- Available data -
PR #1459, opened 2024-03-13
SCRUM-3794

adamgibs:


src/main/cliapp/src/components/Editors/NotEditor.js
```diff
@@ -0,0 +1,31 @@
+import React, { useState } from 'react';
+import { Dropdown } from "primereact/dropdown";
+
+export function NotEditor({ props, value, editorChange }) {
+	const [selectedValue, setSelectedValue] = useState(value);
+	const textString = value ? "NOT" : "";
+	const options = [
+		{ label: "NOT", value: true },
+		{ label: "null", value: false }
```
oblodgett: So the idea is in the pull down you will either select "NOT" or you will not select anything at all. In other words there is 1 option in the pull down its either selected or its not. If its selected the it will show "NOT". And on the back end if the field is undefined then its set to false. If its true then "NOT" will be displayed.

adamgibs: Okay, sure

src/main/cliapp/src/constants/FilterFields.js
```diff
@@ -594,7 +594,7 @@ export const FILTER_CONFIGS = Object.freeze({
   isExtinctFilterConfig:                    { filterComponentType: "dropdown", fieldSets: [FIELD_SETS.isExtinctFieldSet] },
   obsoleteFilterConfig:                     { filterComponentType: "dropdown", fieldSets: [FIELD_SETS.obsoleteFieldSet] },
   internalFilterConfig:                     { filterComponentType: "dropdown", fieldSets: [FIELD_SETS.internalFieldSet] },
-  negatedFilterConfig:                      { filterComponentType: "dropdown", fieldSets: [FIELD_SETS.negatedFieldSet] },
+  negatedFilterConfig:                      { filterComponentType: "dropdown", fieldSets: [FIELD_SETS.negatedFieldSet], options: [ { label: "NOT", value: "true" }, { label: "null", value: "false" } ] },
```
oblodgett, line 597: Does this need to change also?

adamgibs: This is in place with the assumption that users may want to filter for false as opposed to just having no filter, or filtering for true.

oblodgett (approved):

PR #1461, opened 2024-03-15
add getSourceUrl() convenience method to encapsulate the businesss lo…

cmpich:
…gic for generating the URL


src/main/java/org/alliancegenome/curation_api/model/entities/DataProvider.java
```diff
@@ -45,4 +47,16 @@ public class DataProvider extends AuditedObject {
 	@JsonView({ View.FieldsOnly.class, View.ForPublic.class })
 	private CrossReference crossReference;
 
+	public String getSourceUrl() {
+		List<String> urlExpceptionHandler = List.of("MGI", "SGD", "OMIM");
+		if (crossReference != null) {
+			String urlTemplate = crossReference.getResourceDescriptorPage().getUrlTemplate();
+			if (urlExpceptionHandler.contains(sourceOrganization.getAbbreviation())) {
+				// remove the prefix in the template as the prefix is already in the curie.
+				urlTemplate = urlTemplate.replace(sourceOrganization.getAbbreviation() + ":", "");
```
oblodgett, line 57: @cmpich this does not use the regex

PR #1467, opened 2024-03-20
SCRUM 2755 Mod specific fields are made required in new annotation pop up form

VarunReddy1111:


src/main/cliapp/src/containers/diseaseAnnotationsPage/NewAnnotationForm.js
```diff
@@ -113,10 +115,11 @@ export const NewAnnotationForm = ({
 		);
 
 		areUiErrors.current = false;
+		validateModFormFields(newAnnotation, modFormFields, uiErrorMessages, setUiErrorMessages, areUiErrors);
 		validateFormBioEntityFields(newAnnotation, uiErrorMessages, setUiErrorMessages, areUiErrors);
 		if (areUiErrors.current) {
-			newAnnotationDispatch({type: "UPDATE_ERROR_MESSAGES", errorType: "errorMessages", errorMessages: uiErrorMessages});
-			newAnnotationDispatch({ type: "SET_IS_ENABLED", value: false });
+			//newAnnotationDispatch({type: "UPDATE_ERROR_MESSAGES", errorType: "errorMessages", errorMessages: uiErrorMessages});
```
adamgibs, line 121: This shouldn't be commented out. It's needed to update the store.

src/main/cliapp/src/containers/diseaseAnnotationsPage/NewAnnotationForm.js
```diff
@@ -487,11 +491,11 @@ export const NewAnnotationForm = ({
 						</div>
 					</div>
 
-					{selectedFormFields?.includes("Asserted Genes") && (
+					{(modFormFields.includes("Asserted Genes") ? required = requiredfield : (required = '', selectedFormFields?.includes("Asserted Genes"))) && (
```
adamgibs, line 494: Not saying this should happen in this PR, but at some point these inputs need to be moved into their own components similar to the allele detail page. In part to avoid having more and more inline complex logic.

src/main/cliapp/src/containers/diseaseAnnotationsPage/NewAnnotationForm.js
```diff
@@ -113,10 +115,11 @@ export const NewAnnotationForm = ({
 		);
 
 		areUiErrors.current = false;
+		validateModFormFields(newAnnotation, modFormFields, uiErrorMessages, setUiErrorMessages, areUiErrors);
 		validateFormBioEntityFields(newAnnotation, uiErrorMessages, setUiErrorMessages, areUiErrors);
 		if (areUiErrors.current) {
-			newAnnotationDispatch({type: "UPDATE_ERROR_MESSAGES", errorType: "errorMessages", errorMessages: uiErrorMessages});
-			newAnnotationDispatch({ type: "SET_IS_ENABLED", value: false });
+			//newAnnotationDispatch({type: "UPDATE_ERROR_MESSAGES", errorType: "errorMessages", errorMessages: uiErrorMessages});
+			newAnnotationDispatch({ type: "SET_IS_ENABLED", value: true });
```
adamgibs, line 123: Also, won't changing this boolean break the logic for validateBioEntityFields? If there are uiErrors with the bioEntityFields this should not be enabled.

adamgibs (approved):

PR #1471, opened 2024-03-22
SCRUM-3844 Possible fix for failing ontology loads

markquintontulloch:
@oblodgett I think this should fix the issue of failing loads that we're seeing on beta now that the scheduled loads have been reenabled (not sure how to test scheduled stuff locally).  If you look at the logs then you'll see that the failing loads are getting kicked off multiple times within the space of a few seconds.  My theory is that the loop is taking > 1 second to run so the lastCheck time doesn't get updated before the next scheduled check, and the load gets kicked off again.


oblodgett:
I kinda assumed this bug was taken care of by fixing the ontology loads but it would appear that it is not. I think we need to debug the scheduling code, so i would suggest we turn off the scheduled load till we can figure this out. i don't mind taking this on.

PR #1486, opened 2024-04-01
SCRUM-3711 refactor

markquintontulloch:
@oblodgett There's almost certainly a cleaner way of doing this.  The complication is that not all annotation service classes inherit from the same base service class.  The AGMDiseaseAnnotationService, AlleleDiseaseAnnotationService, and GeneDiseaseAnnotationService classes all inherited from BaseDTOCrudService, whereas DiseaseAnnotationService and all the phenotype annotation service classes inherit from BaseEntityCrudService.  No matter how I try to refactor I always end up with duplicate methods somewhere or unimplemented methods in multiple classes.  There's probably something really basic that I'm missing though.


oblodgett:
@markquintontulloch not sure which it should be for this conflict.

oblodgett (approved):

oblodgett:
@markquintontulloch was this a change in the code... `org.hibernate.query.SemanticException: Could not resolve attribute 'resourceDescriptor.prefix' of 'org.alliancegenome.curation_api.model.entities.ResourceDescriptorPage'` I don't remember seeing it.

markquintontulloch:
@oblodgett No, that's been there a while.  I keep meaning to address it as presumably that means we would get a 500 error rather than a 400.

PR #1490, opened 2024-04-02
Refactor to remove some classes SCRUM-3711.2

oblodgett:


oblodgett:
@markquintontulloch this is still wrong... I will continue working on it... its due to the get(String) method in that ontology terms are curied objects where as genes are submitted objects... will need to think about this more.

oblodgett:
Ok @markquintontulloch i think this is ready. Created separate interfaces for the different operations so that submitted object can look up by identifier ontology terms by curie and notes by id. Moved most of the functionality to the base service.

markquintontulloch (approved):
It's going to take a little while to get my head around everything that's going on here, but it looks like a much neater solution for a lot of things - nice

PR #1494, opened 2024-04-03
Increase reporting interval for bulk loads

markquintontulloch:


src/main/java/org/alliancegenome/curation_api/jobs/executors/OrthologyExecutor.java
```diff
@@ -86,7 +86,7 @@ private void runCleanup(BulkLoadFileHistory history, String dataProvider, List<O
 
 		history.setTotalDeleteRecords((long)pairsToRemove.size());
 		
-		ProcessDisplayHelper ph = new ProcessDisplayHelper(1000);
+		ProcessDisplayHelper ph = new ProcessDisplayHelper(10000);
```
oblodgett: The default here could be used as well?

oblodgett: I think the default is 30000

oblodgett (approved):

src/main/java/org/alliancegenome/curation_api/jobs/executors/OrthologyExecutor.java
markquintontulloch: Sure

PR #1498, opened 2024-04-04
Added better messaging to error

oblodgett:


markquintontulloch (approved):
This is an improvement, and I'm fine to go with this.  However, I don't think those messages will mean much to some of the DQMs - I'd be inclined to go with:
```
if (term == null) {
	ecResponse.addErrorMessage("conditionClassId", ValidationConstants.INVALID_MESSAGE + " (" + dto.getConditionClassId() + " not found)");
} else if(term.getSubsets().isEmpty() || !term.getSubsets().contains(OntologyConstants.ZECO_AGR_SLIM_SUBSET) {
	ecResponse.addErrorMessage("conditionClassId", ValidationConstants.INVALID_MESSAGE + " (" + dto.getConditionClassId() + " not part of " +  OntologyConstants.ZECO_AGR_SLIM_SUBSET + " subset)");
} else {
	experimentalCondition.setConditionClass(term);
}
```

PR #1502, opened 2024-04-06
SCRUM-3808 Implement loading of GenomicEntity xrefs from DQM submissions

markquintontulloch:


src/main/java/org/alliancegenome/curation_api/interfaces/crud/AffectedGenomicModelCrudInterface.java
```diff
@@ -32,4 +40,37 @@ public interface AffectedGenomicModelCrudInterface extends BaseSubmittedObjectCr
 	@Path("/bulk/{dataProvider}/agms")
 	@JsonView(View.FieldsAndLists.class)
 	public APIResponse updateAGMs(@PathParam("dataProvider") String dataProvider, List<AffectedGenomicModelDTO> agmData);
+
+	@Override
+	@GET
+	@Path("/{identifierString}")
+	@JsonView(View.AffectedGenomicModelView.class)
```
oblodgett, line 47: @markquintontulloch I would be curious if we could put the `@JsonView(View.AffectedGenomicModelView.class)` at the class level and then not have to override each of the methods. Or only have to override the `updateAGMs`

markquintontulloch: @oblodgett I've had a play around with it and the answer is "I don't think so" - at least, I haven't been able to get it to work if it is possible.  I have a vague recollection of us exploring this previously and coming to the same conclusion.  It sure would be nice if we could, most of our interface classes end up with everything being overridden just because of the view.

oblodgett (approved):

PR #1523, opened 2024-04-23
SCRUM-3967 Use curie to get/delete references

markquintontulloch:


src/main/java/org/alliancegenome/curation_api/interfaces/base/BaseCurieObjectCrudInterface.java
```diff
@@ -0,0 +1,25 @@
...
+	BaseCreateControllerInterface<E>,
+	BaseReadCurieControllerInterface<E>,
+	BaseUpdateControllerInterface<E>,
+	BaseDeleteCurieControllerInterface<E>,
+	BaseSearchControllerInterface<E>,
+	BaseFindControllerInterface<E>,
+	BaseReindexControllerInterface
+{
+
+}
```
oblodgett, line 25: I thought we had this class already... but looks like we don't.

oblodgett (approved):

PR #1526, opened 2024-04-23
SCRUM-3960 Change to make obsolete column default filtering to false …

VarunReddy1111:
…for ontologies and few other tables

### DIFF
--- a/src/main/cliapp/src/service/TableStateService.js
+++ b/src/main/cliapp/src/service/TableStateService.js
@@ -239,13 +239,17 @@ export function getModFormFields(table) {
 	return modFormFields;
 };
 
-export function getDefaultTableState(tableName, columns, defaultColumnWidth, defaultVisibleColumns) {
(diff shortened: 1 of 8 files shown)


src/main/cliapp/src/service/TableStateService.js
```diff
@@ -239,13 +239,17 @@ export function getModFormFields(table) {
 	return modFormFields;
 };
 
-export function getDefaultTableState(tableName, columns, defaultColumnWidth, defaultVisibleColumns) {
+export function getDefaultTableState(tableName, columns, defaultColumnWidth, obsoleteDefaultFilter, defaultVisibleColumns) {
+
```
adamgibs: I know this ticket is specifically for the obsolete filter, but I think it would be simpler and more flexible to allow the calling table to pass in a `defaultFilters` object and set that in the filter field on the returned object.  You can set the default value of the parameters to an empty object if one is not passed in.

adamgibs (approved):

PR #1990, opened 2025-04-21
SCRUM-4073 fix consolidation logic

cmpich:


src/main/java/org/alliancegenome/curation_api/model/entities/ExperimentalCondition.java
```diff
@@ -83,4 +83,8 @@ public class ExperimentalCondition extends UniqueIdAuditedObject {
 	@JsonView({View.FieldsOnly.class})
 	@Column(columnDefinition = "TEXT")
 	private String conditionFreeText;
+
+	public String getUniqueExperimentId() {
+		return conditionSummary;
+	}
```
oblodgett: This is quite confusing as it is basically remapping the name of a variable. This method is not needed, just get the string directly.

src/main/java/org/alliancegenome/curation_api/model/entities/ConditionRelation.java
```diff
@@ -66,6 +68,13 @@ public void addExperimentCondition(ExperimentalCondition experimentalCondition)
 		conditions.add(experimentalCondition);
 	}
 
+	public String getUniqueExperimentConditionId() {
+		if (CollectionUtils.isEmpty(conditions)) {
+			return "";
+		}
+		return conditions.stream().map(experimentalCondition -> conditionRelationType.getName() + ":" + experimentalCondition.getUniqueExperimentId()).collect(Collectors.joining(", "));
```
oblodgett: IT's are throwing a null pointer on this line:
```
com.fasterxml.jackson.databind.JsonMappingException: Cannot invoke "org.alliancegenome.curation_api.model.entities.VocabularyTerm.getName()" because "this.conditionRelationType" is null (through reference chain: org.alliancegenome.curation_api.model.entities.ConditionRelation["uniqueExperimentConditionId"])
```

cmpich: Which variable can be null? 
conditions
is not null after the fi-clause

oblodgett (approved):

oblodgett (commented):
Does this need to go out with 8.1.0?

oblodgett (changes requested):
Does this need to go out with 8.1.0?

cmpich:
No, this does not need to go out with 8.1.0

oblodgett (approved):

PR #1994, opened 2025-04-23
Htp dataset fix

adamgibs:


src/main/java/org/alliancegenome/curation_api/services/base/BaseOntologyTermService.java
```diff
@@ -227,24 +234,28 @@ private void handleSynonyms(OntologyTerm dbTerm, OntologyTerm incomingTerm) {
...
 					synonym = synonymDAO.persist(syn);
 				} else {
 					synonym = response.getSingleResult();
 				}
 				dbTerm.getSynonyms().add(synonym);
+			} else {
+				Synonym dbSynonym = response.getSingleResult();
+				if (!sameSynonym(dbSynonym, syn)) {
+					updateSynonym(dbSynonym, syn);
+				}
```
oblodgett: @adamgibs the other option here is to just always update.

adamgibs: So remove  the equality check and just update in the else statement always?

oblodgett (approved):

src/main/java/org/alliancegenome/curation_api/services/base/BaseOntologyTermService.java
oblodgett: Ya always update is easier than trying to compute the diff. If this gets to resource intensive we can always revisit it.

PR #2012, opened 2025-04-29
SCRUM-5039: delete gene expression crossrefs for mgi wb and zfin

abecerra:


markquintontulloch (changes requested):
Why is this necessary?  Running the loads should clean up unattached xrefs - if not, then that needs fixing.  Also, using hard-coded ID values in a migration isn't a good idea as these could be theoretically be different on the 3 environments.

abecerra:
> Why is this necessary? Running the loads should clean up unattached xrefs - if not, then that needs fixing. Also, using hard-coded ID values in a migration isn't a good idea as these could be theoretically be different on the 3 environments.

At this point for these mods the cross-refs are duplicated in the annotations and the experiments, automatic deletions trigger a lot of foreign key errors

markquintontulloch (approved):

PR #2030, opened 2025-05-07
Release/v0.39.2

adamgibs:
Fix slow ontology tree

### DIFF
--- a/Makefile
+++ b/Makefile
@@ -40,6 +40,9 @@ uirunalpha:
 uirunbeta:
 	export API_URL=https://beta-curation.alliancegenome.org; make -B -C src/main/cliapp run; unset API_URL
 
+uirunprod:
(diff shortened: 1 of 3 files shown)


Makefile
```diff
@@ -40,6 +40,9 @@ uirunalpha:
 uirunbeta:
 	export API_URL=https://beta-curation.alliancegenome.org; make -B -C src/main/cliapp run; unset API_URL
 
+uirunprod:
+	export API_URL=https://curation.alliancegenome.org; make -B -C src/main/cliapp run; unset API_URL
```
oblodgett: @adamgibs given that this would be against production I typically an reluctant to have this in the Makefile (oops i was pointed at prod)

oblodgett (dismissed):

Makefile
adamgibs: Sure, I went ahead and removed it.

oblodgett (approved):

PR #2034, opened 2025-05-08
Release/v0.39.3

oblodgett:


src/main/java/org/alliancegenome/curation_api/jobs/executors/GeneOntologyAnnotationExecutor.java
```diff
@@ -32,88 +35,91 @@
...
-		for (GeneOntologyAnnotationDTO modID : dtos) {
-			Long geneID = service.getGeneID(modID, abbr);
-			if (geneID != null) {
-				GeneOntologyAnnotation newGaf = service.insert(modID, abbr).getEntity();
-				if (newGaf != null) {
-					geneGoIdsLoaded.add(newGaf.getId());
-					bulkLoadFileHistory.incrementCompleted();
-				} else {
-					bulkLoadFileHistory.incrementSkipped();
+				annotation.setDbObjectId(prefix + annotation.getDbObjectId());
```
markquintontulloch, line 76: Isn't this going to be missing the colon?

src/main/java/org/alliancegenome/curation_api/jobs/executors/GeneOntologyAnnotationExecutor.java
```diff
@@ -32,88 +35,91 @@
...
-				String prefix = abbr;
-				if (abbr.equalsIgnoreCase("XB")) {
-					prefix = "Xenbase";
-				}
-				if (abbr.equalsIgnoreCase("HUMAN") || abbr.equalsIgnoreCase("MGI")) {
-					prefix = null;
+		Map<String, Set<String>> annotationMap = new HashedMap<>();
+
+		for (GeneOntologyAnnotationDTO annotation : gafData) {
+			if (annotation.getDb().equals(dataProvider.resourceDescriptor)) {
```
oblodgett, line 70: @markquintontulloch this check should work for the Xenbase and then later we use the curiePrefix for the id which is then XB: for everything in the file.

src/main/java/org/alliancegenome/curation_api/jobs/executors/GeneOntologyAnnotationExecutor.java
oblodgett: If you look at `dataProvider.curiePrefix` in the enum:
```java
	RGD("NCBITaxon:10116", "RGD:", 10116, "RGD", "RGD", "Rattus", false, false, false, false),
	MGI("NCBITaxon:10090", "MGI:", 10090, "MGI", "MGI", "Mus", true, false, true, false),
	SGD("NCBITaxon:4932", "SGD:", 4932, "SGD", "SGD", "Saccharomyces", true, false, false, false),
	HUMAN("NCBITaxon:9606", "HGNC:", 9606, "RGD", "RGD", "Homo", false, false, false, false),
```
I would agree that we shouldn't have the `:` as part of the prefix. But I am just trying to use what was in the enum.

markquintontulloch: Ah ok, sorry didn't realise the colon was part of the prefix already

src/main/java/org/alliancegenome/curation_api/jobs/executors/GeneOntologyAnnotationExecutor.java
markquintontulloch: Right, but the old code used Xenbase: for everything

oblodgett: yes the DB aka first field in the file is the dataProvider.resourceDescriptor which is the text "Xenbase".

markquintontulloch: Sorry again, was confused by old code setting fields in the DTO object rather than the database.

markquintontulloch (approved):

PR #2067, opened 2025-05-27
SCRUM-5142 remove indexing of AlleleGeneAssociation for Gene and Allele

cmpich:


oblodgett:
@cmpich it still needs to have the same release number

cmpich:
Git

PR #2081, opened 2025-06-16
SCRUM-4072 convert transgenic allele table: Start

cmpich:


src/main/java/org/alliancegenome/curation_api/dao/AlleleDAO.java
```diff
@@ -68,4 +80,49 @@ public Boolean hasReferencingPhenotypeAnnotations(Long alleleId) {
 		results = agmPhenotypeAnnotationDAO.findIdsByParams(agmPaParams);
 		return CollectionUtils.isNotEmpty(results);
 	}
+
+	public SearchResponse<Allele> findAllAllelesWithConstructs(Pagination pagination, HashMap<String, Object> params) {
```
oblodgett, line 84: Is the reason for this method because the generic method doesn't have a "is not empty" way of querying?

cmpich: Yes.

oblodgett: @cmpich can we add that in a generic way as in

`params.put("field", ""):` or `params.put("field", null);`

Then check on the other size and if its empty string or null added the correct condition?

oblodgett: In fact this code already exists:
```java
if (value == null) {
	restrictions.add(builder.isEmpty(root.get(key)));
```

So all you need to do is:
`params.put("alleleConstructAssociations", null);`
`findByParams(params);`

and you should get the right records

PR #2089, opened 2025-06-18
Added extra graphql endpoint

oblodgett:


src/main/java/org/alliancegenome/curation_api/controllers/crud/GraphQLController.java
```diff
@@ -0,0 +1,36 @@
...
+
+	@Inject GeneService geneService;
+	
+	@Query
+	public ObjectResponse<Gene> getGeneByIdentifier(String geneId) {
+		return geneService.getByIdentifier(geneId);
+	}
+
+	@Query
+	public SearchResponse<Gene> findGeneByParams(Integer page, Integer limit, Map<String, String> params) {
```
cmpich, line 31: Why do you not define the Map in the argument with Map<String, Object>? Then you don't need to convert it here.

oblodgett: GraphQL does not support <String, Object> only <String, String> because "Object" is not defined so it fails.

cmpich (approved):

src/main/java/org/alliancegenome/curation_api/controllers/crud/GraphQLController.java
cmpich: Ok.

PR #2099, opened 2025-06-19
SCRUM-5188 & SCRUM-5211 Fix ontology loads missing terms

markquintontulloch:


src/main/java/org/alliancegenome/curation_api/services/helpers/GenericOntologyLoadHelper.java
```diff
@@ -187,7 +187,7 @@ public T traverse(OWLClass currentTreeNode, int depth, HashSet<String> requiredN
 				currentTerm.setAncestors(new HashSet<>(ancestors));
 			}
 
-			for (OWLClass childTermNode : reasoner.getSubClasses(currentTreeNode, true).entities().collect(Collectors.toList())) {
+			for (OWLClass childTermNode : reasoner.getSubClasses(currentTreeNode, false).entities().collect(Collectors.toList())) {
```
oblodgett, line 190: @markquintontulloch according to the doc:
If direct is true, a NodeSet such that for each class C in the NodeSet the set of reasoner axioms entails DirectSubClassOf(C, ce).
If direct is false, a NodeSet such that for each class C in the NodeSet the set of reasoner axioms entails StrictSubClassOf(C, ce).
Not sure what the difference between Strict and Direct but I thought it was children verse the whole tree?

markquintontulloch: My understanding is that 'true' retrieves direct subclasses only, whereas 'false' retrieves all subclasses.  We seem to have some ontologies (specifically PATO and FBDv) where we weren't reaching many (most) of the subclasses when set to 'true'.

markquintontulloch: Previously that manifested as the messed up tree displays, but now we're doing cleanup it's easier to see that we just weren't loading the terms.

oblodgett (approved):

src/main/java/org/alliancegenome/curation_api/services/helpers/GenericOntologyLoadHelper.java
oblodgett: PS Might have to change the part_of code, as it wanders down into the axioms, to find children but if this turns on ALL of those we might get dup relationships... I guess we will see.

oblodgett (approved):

- Try it -
Could you copy each line in the listing above that includes the word "results"?

- Solution to the problem -
 		results = agmPhenotypeAnnotationDAO.findIdsByParams(agmPaParams);
 		return CollectionUtils.isNotEmpty(results);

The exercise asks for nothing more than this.